Elisa e Luisa

Elisaluisa Il settecento imperversa nelle fiction televisive: in un periodo non ben definito (non aspettatevi aiuto dal sito) sono collocate le vicende di Elisa Scalzi, la giovane cameriera che fara’ breccia nel cuore del nobile Fabrizio Ristori aiutandolo a sventare anche un’attentato al Re (Philippe Leroy). Ispirato al romanzo Pamela di Samuel Richardson, datato 1742 che e’ prontamente ricomparso nelle librerie, questo sceneggiato si limita a mettere insieme luoghi comuni e pruderie del secolo illuminista, con una regia anonima per non dire noiosa. L’unica cosa che mi pare degna di nota e’ il look adottato dalla perfida Lucrezia Van Necker che riprende quello della dama simbolo della casa di produzione Gainsbourg, grande produttrice del melodramma inglese anni 50.
Nell’ultimo anno del XIII secolo sono ambientate le vicende di Luisa SanFelice, eroina della rivoluzione napoletana contro i Borboni culminata nella Repubblica Napoletana del 1999 e protagonista del romanzo di A. Dumas. La Sanfelice
I fratelli Taviani ne hanno fatto una storia rocambolesca e drammatica dove una giovane fanciulla viene travolta dalla potenza dell’amore e piu’ ancora da quella degli eventi.
Tutto inizia con una lettura della mano che predice un futuro di sventura alla nostra eroina e al suo fratello di latte e benche’ ella cerchi di sottrarsi, la sua vita e’ segnata. Non sono mancati i momenti di vero pathos, come il rogo dei libri e pure del conte giacobino nel primo episodio e la tragica morte di Luisa con la mannaia che non va a segno anche se il finale e’ aperto alla speranza garibaldina dell’unita’ d’Italia con la nuova generazione.
I Taviani hanno saputo condensare in due episodi le 1700 pagine di Dumas, per arrivare alla fine delle melense avventure di Rivombrosa mancano ancora 2 o 3 episodi.. coraggio!

Che ne sara’ di noi

Chenesaràdinoi.pg

Che questo film fosse un’operella mediocre si poteva intuire tranquillamente dai trailer, ma il fatto che abbia ricevuto 12 nomination ai David di Donatello, trasformandosi nel corrispettivo nostrano de Il Signore degli anelli, in quanto a valutazione, ne imponeva la visione.
L’operina, gogliardica e superficialotta racconta la classica vacanza post esame di maturita’ che cambiera’ la vita ai tre protagonisti, anche questi rappresentanti dei piu’ banali cliche’ giovanili: lo sfigato, quello che non vuole affrontare le proprie responsabilita’ e l’innamorato senza speranza.
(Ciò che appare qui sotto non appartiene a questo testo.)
PR #3695, opened 2023-12-14
Initial version of Igor Ieskov's mathbox.

expln:


jkingdon (approved):

tirix (approved):

set.mm
```diff
@@ -751469,4 +751469,97 @@ with simplest antecedents (i.e., in the corresponding ordering of binary
...
+      RSIRBCLZITIQICRSIQIMDEBCNO $.
+  $}
+
+  ${
+    abc3i.1 $e |- A e. CC $.
+    abc3i.2 $e |- B e. CC $.
+    abc3i.3 $e |- C e. CC $.
+    $( Cube of sum of three numbers.  (Contributed by Igor Ieskov,
+       14-Dec-2023.) $)
+    abc3i $p |- ( ( ( A + B ) + C ) ^ 3 ) =
```
avekens, line 751494: I propose to call this theorem cu3addi ("cu" fore "cube" as in ~cu2, "3add" for sum of three numbers" as in ~lt3addmuld)

set.mm
```diff
@@ -751469,4 +751469,97 @@ with simplest antecedents (i.e., in the corresponding ordering of binary
...
+      LNMVTWCVMUNVRWBVSUNUPVOVPYKAVNDYOOBVNEYOOQLNM $.
+  $}
+
+  ${
+    abc3d.1 $e |- ( ph -> A e. CC ) $.
+    abc3d.2 $e |- ( ph -> B e. CC ) $.
+    abc3d.3 $e |- ( ph -> C e. CC ) $.
+    $( Cube of sum of three numbers.  (Contributed by Igor Ieskov,
+       14-Dec-2023.) $)
+    abc3d $p |- ( ph -> ( ( ( A + B ) + C ) ^ 3 ) =
```
savask, line 751526: Maybe I'm missing something, but doesn't it make more sense to prove the deduction version first and then derive `abc3i` as a corollary?

expln: I have changed the proof and reordered the theorems, so now it looks like the deduction was proved first and then the inference was derived from it. 

In reality, I proved the inference first, because it was easier for me. After that I created the proof for the deduction by "mechanically" wrapping each line of the inference proof into `ph -> ( ... )` and reproving everything. But reproving everything was not hard, because I had to remove all justifications and then the proof assistant found new ones. I only had to create binom2d and add a few new steps for this to work.

set.mm
expln: Renamed. Thank you.

tirix (approved):

savask (approved):

icecream17 (approved):

avekens (approved):

set.mm
```diff
@@ -751469,4 +751469,88 @@ with simplest antecedents (i.e., in the corresponding ordering of binary
...
+    + ( ( ( 3 x. 2 ) x. ( A x. B ) ) x. C ) )
+    + ( 3 x. ( ( B ^ 2 ) x. C ) ) ) )
+    + ( ( ( 3 x. ( A x. ( C ^ 2 ) ) )
+    + ( 3 x. ( B x. ( C ^ 2 ) ) ) ) + ( C ^ 3 ) ) )
+    $=
+      ( caddc co c3 cexp c2 cmul wceq wn cc wcel a1i cu3addd pm2.18i ) ABGZHCTH
+      IZJZHAUAUBHUAAKZUBHZBLZHUEHTHUAABUCUBHZUEHUEHBUAUBHTHTHUAUDCUEHUEHUAUCUEH
+      ABUEHUEHCUEHTHUAUFCUEHUEHTHTHUAACUCUBHZUEHUEHUABUGUEHUEHTHCUAUBHTHTHMZUHN
+      ZABCAOZPUIDQBUJPUIEQCUJPUIFQRS $.
+  $}
```
avekens, line 751542: Interesting, that ~pm2.18i can be used instead of ~mptru (and therefore to avoid the usage ov "T.").

expln: This was found by mm-lamp. I even didn't pay attention to this.

david-a-wheeler: @avekens - I agree it's interesting, though in retrospect it's not surprising. Obviously this trick doesn't work in general in intuitionistic logic (iset.mm).

jkingdon: The version with `mptru`` is shorter (199 bytes in SHOW PROOF/COMPRESSED compared with 206 bytes for the pm2.18i one). I guess the reason the difference is so small is that the compressor can reuse the long expression. Ah yes, and in SHOW PROOF/SIZE the difference is 227 characters versus 278).

Sorry for geeking out on this sort of minutia, @expln .  Us metamath folks are vulnerable to this sort of rabbit trap.

expln: Does this mean I have to change the proof? Or it is fine to use pm2.18i?

jkingdon: Have to? Not on my account.

If you want to, feel free to make a follow up pull request, I guess I don't have a strong opinion on the matter although we do tend to prefer shorter proofs.

expln: > Have to?

Sorry, I don't know English very well, sometimes I use incorrect wording :)

As for the length of the proof. mm-lamp uses BFS to find a proof, where each tree node is an assertion application. If there are two possible proofs:

```
Proof1:
h1:: a short hypothesis
h2:: a short hypothesis
h3:: a short hypothesis
1:h1,h2,h3,h1,h2,h3,h1,h2,h3,h1,h2,h3,h1,h2,h3:asrt1: the goal statement
```

```
Proof2:
h1:: a short hypothesis
h2:: a short hypothesis
h3:: a short hypothesis
1:h1,h2:asrt2: a short intermediate statement
2:h3,1:asrt3: the goal statement
```

Then mm-lamp will find the first proof and stop searching, even though the first proof may be much longer then the second one. And I am not familiar enough with set.mm assertions and usual approaches, so I just submitted what the assistant found (after checking correctness of the proof by metamath.exe). The only assertion I remembered after creating these proofs is `addassi` because the assistant could not use it automatically somehow. But I will produce shorter proofs as I get more familiar with set.mm :)

expln: Just recently I looked at the difference between usage of pm2.18i and mptru and understood what's going on. I will submit a shorter proof soon.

La nomination di Silvio Muccino come miglior attore protagonista potrebbe essere motivava dalla costanza con cui il ragazzo persegue il suo modello di innamorato deluso dai tempi di Come te nessuno mai, Violante Placido e’ sicuramente credibile nei panni della bella ragazza che sa di esserlo anche perche’ questo ruolo probabilmente ricalca la sua vita, l’unica nomination che mi sento di appoggiare e’ quella di Elio Germano, come miglior attore non protagonista: non sara’ certo l’erede di Marlon Brando ma nel film supera di una spanna i suoi colleghi.
La pioggia di nomination per questo film non puo’ che lasciare perplessi, e non avendo voglia di infilarmi in trite filippiche sulle tristi condizioni in cui versa il cinema italiano vi rimando alla prossima puntata di Report alle 23,00 di domenica prossima 4 aprile che sviscerera’ questo tema con maggior cognizione di causa.




Candidature ai David di Donatello 2004 che verranno assegnati il 14 aprile.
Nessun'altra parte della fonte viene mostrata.